Although our literature review focuses on immunocompetent patients with PCNSL, we recognize that SCNSL can also present like a subdural bleed in patients with a history of B-cell lymphoma. Gonzalez-Bonet et al. described the case of a 71-year-old male who presented with a two-week history of neurological decline after a fall with head impact [14]. Although CT imaging was suspicious for bilateral SDH, the lesion was found to be recurrent mantle B-cell lymphoma on histopathology. Bone marrow biopsy confirmed the recurrence of systemic lymphoma. The patient responded well to a three-month course of ibrutinab chemotherapy and remains recurrence-free at six-month follow-up.

Another clinical entity to consider is PCNSL presenting with intracranial hemorrhage, which can obscure the lymphoma tumor on neuroimaging. Barrios et al. described the case of a 40-year-old woman who experienced sudden-onset neurological deterioration and was found to have a SDH from a ruptured dural lymphoma lesion on autopsy, along with multiorgan dissemination of small B-cell lymphoma [15]. Although this case does not describe a case of CNS lymphoma mimicking another diagnosis on neuroimaging, it does illustrate how CNS lymphoma and an intracranial bleed are not mutually exclusive pathologies. Similarly, Alimehmeti and Locatelli reported the case of an 85-year-old woman who presented with progressive drowsiness, aphasia, and tetraparesis whose imaging was concerning for a chronic SDH [16]. Urgent decompressive craniotomy for hematoma evacuation revealed an underlying tumor mass, which was found to be a B-cell lymphoma.
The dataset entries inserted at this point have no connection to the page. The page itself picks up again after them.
PR #11833, opened 2024-07-23
Fix a few small issues with prerendering in v7

brophdawg11:
Note: Ignore the first 2 commits as they were made in Remix and have since been brought over to dev and upmerged into here (see https://github.com/remix-run/remix/pull/9695 and https://github.com/remix-run/remix/pull/9792)

This PR adds:
* Prerendering of `__manifest` to handle lazy route discovery in a prerendered app
* Proper `ErrorResponse` 404 bubbling on single fetch `.data` requests to a non-existent prerendered `.data` file on the CDN


packages/react-router-dev/vite/plugin.ts
```diff
@@ -1836,32 +1836,39 @@ async function handlePrerender(
     );
   }
 
-  async function prerenderData(
```
brophdawg11, line 1839: This was accidentally a locally scoped function inside the parent `handlePreRender` function.  No changes were made - it just moves out to be a module level function

packages/react-router-dev/vite/plugin.ts
```diff
@@ -1836,32 +1836,39 @@ async function handlePrerender(
...
-    await fse.ensureDir(path.dirname(outfile));
-    await fse.outputFile(outfile, data);
-    viteConfig.logger.info(`Prerender: Generated ${colors.bold(outfile)}`);
-  }
+  await prerenderManifest(
+    build,
+    clientBuildDirectory,
+    reactRouterConfig,
+    viteConfig
+  );
```
brophdawg11, line 1844: With fog of war we now should prerender the `__manifest` as well.  This means that statically prerendered sites will load the _full_ manifest on initial load since there's no way to dynamically fetch based on the query params for only outgoing routes - and the enumerations aren't possible to prerender single-request manifest patches.

The only thing I can think of to enable true "fog of war" with prerendering would be to generate a `.manifest` file per path (like we do for `.data`) and then instead of one request to `__manifest` we'd load one request per outgoing path - but that would be be sub-optimal because pages with many links would end many request in parallel.

I think maybe the way to go is when pre-rendering is enabled - disable the "outgoing links" discovery and just let the first link click load the full `__manifest` and then all subsequent links clicks would match syncronously.

packages/react-router/lib/dom/ssr/browser.tsx
```diff
@@ -137,6 +119,31 @@ function createHydratedRouter(): RemixRouter {
...
+    // back/forward clicks from an external site into a Remix app, where we
+    // initially start the load for one URL and while the JS chunks are loading
+    // a second forward click moves us to a new URL.  We used to do this by URL
+    // comparison but it was subject to false positives on trailing slashes and
+    // double slashes
+    let { ssrMatches } = ssrInfo.context;
+    let mismatchBetweenSsrMatchesAndHydratedMatches =
+      (initialMatches || []).length !== ssrMatches.length ||
+      !(initialMatches || []).every((m, i) => ssrMatches[i] === m.route.id);
+    if (mismatchBetweenSsrMatchesAndHydratedMatches) {
```
brophdawg11, line 134: Detect via matches and not URL to avoid false positives from trailing slashes - more prevalent in a prerendered world

packages/react-router/lib/dom/ssr/single-fetch.tsx
```diff
@@ -301,7 +301,13 @@ export function singleFetchUrl(reqUrl: URL | string) {
             : window.location.origin
         )
       : reqUrl;
-  url.pathname = `${url.pathname === "/" ? "_root" : url.pathname}.data`;
+
+  if (url.pathname === "/") {
+    url.pathname = "_root.data";
+  } else {
+    url.pathname = `${url.pathname.replace(/\/$/, "")}.data`;
```
brophdawg11, line 308: Remove trailing slashes when generating single fetch data calls

packages/react-router/lib/dom/ssr/single-fetch.tsx
```diff
@@ -412,6 +412,9 @@ export function singleFetchUrl(reqUrl: URL | string) {
 
 async function fetchAndDecode(url: URL, init: RequestInit) {
   let res = await fetch(url, init);
+  if (res.status === 404) {
+    throw new ErrorResponseImpl(404, "Not Found", true);
+  }
```
brophdawg11, line 417: Bubble a proper 404 to our UI if we're in a prerendered app and there is no static file on the server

Two other cases by Reyes et al. and Gotoh et al. reported similar phenomena of chronic SDH associated with a malignant B-cell lymphoma mass [17,18]. Only the two previous cases, reported by Kim et al. and Rubenstein et al., have described parenchymal PCNSL lesions associated with intracerebral hemorrhage [19,20].

Conclusions

PCNSL in immunocompetent patients remains an uncommon diagnosis. As there is low clinical suspicion for such cases, these lesions can easily mimic more typical entities. We present the rare case of a patient with long-standing PCNSL whose clinical course and imaging studies mimicked SDH for several years. Our patient and six others identified via literature review demonstrate how correct diagnosis and appropriate management of PCNSL can result in good clinical outcomes, especially in those with low-grade B-cell lymphomas. We further consider PCNSL presenting with concomitant intracranial bleed, SCNSL mimicking SDH, and other types of intracranial tumors that PCNSL can mimic. Our findings illustrate the rarity of PCNSL mimicking intracranial bleed and the importance of obtaining histopathological diagnosis in these cases.